[Opening PROVIDED ENTRIES section]
PR #249, opened 2019-09-27
Ensure draft pages aren’t pulled through

### LINKED ISSUE #243: Ensure draft pages aren’t pulled through
There are a few cards on the homepage of the staging site, and on other pages, which lead to a 404 page. This is because they are cards for draft articles which are mistakenly being pulled through.

Most of our queries include `.live().public()` as per [this note][1] in the Wagtail docs which prevents listing draft/private pages, but some do not.

[1]: http://docs.wagtail.io/en/v2.0/reference/pages/queryset_reference.html#wagtail.core.query.PageQuerySet.public

liamnewmarch:
This changeset addresses the issue of draft resources being pulled through in various places by providing:

* An additional `published_objects` manager for Page-based models, and
* A `published` filter for use with StreamField properties (which can contain a mix of Page and non-Page items).

(Resolves #243)

## Key changes:

* Add abstract BasePage class with published_objects manager

* Use published_objects for resource queries

* Add `published` filter for StreamField properties

* Fix isort spacing issue


developerportal/apps/articles/migrations/0032_auto_20190930_0915.py
```diff
@@ -0,0 +1,26 @@
+# Generated by Django 2.2.4 on 2019-09-30 09:15
```
stevejalim: Nitpick: don't worry about it here, but for future migrations, I find it's really useful to rename them to something explicit (eg `0032_update_article_manager.py`) - that makes them easier to grok when looking at `showmigrations`, etc

developerportal/templatetags/app_filters.py
```diff
@@ -24,6 +26,14 @@ def hex_to_rgb(hex_color, alpha=1):
     return f"rgb({r}, {g}, {b})" if a == 1 else f"rgb({r}, {g}, {b}, {a})"
 
 
+@register.filter(name="published")
+def published(items):
+    """Filters StreamField items to remove drafts Pages."""
```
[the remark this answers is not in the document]
stevejalim: I appreciate this might be a pain to test in the context of a real StreamField, but any chance of a unit test for this (using simpler data structures for `item` perhaps)?

developerportal/apps/common/models.py
```diff
@@ -0,0 +1,19 @@
...
+class PublishedPageManager(PageManager):
+    def get_queryset(self):
+        # This method restricts the query to only live (non-draft) pages - it
+        # doesn't guard against private pages, however these aren't supported
+        # by the static site build.
+        return super().get_queryset().live()
+
+
+class BasePage(Page):
+    base_form_class = BasePageForm
```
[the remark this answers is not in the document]
liamnewmarch: Thanks for picking up on this, it’s I meant to do and clearly forgot.

developerportal/apps/articles/migrations/0032_auto_20190930_0915.py
liamnewmarch: Good point, it’s a bad habit I/we’ve fallen into. I’ll rename these before they land in master and will make sure to name them in the future.

developerportal/apps/common/models.py
```diff
@@ -0,0 +1,19 @@
...
+
+from .forms import BasePageForm
+
+
+class PublishedPageManager(PageManager):
+    def get_queryset(self):
+        # This method restricts the query to only live (non-draft) pages - it
+        # doesn't guard against private pages, however these aren't supported
+        # by the static site build.
+        return super().get_queryset().live()
```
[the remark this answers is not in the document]
liamnewmarch: That’s right. Specifically, the reason is that adding `.public()` here breaks running migrations because it tries to look up the `wagtailcore_pagerevision` table before it’s been created (hence Travis CI failing earlier). I’ll clarify this in the code comment.

developerportal/apps/events/models.py
```diff
@@ -13,6 +13,7 @@
 )
 from django.utils.safestring import mark_safe
 
+from django_countries.fields import CountryField
```
stevejalim: How come this is added during this PR? Was it absent before and only working because of a lucky import elsewhere?

developerportal/apps/externalcontent/models.py
```diff
@@ -10,6 +10,7 @@
     URLField,
 )
 
+from django_countries.fields import CountryField
```
stevejalim: And again - backfilling a missing import, yeah?

developerportal/apps/people/models.py
```diff
@@ -263,18 +258,16 @@ def events(self):
...
-        upcoming_events = (
-            Event.objects.filter(start_date__gte=datetime.datetime.now())
-            .live()
-            .public()
+        upcoming_events = Event.published_objects.filter(
+            start_date__gte=datetime.datetime.now()
         )
 
-        speaker_events = Event.objects.none()
+        speaker_events = Event.published_objects.none()
```
stevejalim: Tangent: what's the use-case for `none()` here?

developerportal/apps/events/models.py
liamnewmarch: This import was grouped incorrectly by the author and isort picked it up (see line 33)

developerportal/apps/people/models.py
liamnewmarch: I believe the author’s intent here is to create an empty queryset and populate it with the subsequent loop. These methods can probably be refactored to be more efficient, I’ll create an issue.

developerportal/apps/events/models.py
stevejalim: 🤦‍♂ Thanks!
[Closing PROVIDED ENTRIES section]
**ACTION ITEM**
Your answer should consist of the lines above that hold the word "with".

**OUTPUT OF THE TASK**
* A `published` filter for use with StreamField properties (which can contain a mix of Page and non-Page items).
* Add abstract BasePage class with published_objects manager
liamnewmarch: I believe the author’s intent here is to create an empty queryset and populate it with the subsequent loop. These methods can probably be refactored to be more efficient, I’ll create an issue.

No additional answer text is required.